REQUIRED WORK: Where the string "ContactsManager" occurs in a line of the entries below, copy that line.

PROVIDED DATA:
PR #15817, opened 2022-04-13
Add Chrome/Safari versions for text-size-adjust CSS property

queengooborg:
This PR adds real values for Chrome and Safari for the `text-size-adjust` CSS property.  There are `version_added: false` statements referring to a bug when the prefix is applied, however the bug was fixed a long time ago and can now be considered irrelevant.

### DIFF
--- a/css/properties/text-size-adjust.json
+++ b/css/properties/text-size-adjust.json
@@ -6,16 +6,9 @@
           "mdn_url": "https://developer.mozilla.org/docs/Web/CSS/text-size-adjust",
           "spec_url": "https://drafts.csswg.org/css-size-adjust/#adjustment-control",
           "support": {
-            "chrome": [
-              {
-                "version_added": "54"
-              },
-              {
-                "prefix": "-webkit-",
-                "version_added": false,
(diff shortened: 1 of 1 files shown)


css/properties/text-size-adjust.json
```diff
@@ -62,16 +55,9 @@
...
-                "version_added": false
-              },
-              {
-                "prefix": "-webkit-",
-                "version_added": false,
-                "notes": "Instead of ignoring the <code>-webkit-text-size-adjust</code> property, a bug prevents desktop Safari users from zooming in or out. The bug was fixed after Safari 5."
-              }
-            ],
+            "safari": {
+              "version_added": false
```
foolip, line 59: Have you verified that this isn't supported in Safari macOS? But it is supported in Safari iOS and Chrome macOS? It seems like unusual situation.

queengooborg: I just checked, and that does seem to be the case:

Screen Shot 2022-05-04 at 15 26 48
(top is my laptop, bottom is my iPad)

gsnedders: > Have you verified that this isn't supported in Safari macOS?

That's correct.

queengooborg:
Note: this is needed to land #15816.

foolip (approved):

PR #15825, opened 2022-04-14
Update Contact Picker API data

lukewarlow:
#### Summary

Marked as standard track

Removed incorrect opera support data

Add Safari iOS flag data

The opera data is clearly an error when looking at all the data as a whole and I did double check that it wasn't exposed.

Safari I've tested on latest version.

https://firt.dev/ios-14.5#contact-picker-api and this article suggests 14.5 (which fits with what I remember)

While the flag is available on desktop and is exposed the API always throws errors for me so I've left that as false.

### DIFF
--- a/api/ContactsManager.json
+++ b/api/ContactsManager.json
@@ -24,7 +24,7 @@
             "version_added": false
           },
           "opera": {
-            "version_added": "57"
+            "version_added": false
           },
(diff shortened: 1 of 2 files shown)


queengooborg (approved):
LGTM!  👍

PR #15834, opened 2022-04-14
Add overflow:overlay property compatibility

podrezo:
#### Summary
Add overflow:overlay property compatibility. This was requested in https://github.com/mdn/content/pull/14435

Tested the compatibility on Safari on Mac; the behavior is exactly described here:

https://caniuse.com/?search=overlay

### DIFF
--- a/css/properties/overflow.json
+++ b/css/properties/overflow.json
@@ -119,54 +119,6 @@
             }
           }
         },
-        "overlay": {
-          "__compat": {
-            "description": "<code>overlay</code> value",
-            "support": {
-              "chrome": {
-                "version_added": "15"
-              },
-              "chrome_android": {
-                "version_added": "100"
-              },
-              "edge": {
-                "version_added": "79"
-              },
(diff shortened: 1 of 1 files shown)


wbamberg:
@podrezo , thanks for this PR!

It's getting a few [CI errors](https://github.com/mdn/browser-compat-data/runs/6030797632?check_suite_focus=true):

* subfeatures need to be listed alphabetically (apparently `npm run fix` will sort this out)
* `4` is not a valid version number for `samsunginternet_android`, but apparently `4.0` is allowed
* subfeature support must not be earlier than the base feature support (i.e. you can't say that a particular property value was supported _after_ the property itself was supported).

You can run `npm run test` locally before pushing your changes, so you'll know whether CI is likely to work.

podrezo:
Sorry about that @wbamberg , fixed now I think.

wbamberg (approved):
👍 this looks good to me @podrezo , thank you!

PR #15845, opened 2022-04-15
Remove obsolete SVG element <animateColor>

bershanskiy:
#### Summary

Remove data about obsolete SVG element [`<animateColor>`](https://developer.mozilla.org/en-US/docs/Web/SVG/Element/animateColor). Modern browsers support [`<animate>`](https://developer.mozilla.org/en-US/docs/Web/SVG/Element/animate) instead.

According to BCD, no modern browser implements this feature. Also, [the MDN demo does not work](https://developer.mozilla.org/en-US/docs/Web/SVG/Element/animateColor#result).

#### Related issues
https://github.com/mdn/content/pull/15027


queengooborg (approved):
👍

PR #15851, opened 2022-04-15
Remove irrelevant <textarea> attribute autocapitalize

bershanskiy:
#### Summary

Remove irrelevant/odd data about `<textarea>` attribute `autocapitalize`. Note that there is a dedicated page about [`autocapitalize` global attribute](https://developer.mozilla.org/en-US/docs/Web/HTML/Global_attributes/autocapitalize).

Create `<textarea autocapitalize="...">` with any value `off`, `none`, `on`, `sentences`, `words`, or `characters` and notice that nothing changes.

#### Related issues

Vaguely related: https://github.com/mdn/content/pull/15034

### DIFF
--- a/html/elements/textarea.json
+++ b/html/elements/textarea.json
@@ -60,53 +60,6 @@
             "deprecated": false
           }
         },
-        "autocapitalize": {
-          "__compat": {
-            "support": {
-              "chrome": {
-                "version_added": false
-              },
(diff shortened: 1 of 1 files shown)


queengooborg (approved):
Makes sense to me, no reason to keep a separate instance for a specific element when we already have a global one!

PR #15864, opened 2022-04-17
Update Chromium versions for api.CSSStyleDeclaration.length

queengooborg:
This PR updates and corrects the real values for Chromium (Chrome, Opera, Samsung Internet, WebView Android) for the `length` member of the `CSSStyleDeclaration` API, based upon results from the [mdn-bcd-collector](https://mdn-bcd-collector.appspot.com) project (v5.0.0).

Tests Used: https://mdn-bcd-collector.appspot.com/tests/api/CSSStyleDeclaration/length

WRITTEN RESPONSE:
--- a/api/ContactsManager.json
+++ b/api/ContactsManager.json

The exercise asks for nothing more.